SkillOpt: Executive Strategy for Self-Evolving Agent Skills
Agent skills today are hand-crafted, generated one-shot, or evolved through loosely controlled self-revision—none of which behaves like a deep-learning optimizer for the skill, and none of which reliably improves over its starting point under feedback. We argue the skill should instead be trained as the external state of a frozen agent, with the same discipline that makes weight-space optimization reproducible. SkillOpt is, to our knowledge, the first systematic controllable text-space optimizer for agent skills: a separate optimizer model turns scored rollouts into bounded add/delete/replace edits on a single skill document, and an edit is accepted only when it strictly improves a held-out validation score. A textual learning-rate budget, rejected-edit buffer, and epoch-wise slow/meta update make skill training stable while adding zero inference-time model calls at deployment. Across six benchmarks, seven target models, and three execution harnesses (direct chat, Codex, Claude Code), SkillOpt is best or tied on all 52 evaluated (model, benchmark, harness) cells, and beats every per-cell competitor among human, one-shot LLM, Trace2Skill, TextGrad, GEPA, and EvoSkill skills.
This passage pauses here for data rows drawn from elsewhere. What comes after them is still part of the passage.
PR #506, opened 2018-09-28
full unit test coverage for service package

ilgooz:
by using testify/mock and mocking container package under the hood


service/start_test.go
```diff
@@ -272,7 +292,7 @@ func TestPartiallyRunningService(t *testing.T) {
 	require.Len(t, serviceIDs, len(s.Dependencies))
 
 	for i := range s.Dependencies {
-		require.Equal(t, containerServiceIDs[i], serviceIDs[i])
+		require.True(t, xstrings.SliceContains(serviceIDs, containerServiceIDs[i]))
```
krhubert: there is require.Contains Method

container/container_api.go
```diff
@@ -0,0 +1,27 @@
...
+
+import (
+	"io"
+
+	"github.com/docker/docker/api/types"
+	"github.com/docker/docker/api/types/swarm"
+)
+
+// ContainerAPI describes the API of container package.
+type ContainerAPI interface {
```
antho1404: I think it would be nice to have this renamed in `Container` and for the concrete implementation use `DockerContainer` for example, what do you think ?

scripts/build-mocks.sh
```diff
@@ -0,0 +1,10 @@
+#!/bin/bash -e
+
+# go get mockery
+go get github.com/vektra/mockery/...
```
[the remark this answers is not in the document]
ilgooz: _vendor/_ folder doesn't include binaries, it's the equivalent of _$GOPATH/src/_. there is a waiting proposal  [here](https://forum.mesg.com/t/create-container-for-development-scripts/62/2) to use a docker container for these kinda cases.

container/container_api.go
ilgooz: I don't understand the part related with _DockerContainer_. Could you explain more? If we rename _ContainerAPI_ to _Container_, we need to change current _Container_ type with another name. But I think we should keep that one as it is because package's name is _container_ and _Container_ is the main type of this package.

antho1404: The idea is to have the container package that has the `Container` interface so just the API. After that we can provide some concrete implementations, here for example Docker but we could have something different and so Docker is the actual implementation.

The optimal solution would be to have the following structure:
- container/
  - container.go
  - docker/
    - start.go
    - stop.go
    - ...

but for now having the interface and the implementation at the same level is fine.

So yes the actual `Container` should be `DockerContainer` or `Docker` or `ContainerDocker` something like that and the interface should be `Container`, that's the interface of the package

NicolasMahe: Totally agree with @antho1404

NicolasMahe: Totally agree with @antho1404.
It makes more sense to have the nicer name for the interface.

But let's keep the same file hierarchy for now: everything in the container folder.

ilgooz: I'm ok to update names but I'm not sure about having multiple implementations of container like _docker_ or _kubernetes_ because the API may vary between those and we may end up with totally different _Container_ APIs.

We have the idea of refactoring _container package_ to collect more logic inside but even then I'm not sure that we'll have the same _Container_ API for different implementations.

Please lighten me if I'm missing something and this is an another topic, we can discuss it in forum.

NicolasMahe: The multiple implementation of the container interface is just a future idea and will not be done now.
I will explain it more in post on the forum.

service/service_integration_test.go
```diff
@@ -9,7 +9,7 @@ import (
 	"github.com/stretchr/testify/require"
 )
 
-func newContainer(t *testing.T) *container.Container {
+func newIntegrationContainer(t *testing.T) *container.DockerContainer {
```
antho1404: It should be better to return the interface instead of the current implementation 
```
func newIntegrationContainer(t *testing.T) container.Container {
```

ilgooz:
@NicolasMahe I made a fix on your code, please review https://github.com/mesg-foundation/core/pull/506/commits/c8cf92fc0343eda8cb9d6c847f2be59803c5b96d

Frontier language models are increasingly deployed as agents, from single-prompt callers to multi-step execution harnesses with tools, files, and verifiers. In such settings, domain adaptation is no longer only about model weights or prompts: it also requires improving the procedures by which the agent gathers evidence, calls tools, follows domain conventions, and formats outputs. Agent skills provide a natural interface for this procedural adaptation: a skill is a portable natural-language artifact that packages procedures, domain heuristics, tool policies, output constraints, and failure modes, letting a frozen agent adapt through external text. If the recurring object of adaptation is the agent's procedure, the skill document itself should be trainable. Yet weight adaptation is often unavailable for closed frontier models and expensive for open ones, while manually written or one-shot skills are brittle under a target domain or harness.
We introduce SkillOpt, a text-space optimizer for agent skills. Given a target domain, an initial skill, and the model being adapted, SkillOpt repeatedly samples trajectory batches, analyzes successes and failures, and asks a frontier optimizer model to propose structured add/delete/replace edits. It then aggregates and ranks candidate edits under a textual learning-rate budget, applies a bounded update to the skill document, and evaluates the candidate skill on a held-out selection split before accepting it. Rejected edits are retained as negative feedback, while the epoch-wise slow/meta update preserves longer-horizon regularities. The deployed output is a compact best_skill.md file of roughly 300–2,000 tokens, with the adapted model and execution harness remaining fixed. The deep-learning analogy is operational rather than decorative. Rollout and reflection batch sizes control the noise in the evidence used for each edit; the textual learning rate and schedule control how far one skill version is allowed to move from the previous one; the held-out gate plays the role of validation; and the epoch-wise slow/meta update acts like a momentum term, carrying stable editing directions across epochs.
The learned artifacts also transfer beyond the exact training setting. A SpreadsheetBench skill trained on GPT–5.4 improves every smaller GPT variant we test; a Codex-trained spreadsheet skill transfers to Claude Code with a +59.7 point gain; and an OlympiadBench skill yields positive gains on Omni-MATH. These transfer results are important for the paper's application value: a skill can be optimized once, audited, and reused across related models, harnesses, or tasks without changing model weights. Our ablations explain why this works. Bounded textual learning outperforms uncontrolled rewriting, held-out gating prevents harmful proposals from accumulating, the rejected-step buffer converts failed edits into negative feedback, and the epoch-wise slow/meta update improves long-horizon refinement without bloating the deployed skill. Finally, per-benchmark case studies show that the learned skills remain compact, inspectable, and procedural rather than instance-specific.